PR #283, opened 2023-04-19
Fix issue with columns in multiple squery response

egobrain:
If squery request contains `select` and than `insert` or `delete` without returning the response of `insert` or `delete` must not contain any columns.

Now:
```sql
select table1_column from table1;
insert into table2 (table2_column) values (1);
delete from table3 where table3_column = 3;
```
will return

```erlang
[
 {ok, [#column{name = <<"table1_column">>}], [{1}]},
 {ok, 1, [#column{name = <<"table1_column">>}]}, []},
 {ok, 1, [#column{name = <<"table1_column">>}]}, []}
]
```

Expected result:
```erlang
[
 {ok, [#column{name = <<"table1_column">>}], [{1}]};
 {ok, 1};
 {ok, 1};
]
```

### DIFF
--- a/src/commands/epgsql_cmd_squery.erl
+++ b/src/commands/epgsql_cmd_squery.erl
@@ -32,7 +32,7 @@
 -record(squery,
         {query :: iodata(),
          columns = [],
-         decoder}).
+         decoder = undefined :: epgsql_wire:row_decoder() | undefined}).
 
 init(Sql) ->
     #squery{query = Sql}.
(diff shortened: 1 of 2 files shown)


egobrain:
> Miht be a good idea to clean the `decoder` field as well, but it's minor

fixed :)

seriyps (approved):

davidw (approved):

+-------+

:: EXERCISE BRIEF ::
Please repeat the entries above exactly as they read.

:: ANSWER TO THE PROBLEM ::
PR #283, opened 2023-04-19
Fix issue with columns in multiple squery response

egobrain:
If squery request contains `select` and than `insert` or `delete` without returning the response of `insert` or `delete` must not contain any columns.

Now:
```sql
select table1_column from table1;
insert into table2 (table2_column) values (1);
delete from table3 where table3_column = 3;
```
will return

```erlang
[
 {ok, [#column{name = <<"table1_column">>}], [{1}]},
 {ok, 1, [#column{name = <<"table1_column">>}]}, []},
 {ok, 1, [#column{name = <<"table1_column">>}]}, []}
]
```

Expected result:
```erlang
[
 {ok, [#column{name = <<"table1_column">>}], [{1}]};
 {ok, 1};
 {ok, 1};
]
```

### DIFF
--- a/src/commands/epgsql_cmd_squery.erl
+++ b/src/commands/epgsql_cmd_squery.erl
@@ -32,7 +32,7 @@
 -record(squery,
         {query :: iodata(),
          columns = [],
-         decoder}).
+         decoder = undefined :: epgsql_wire:row_decoder() | undefined}).
 
 init(Sql) ->
     #squery{query = Sql}.
(diff shortened: 1 of 2 files shown)


egobrain:
> Miht be a good idea to clean the `decoder` field as well, but it's minor

fixed :)

seriyps (approved):

davidw (approved):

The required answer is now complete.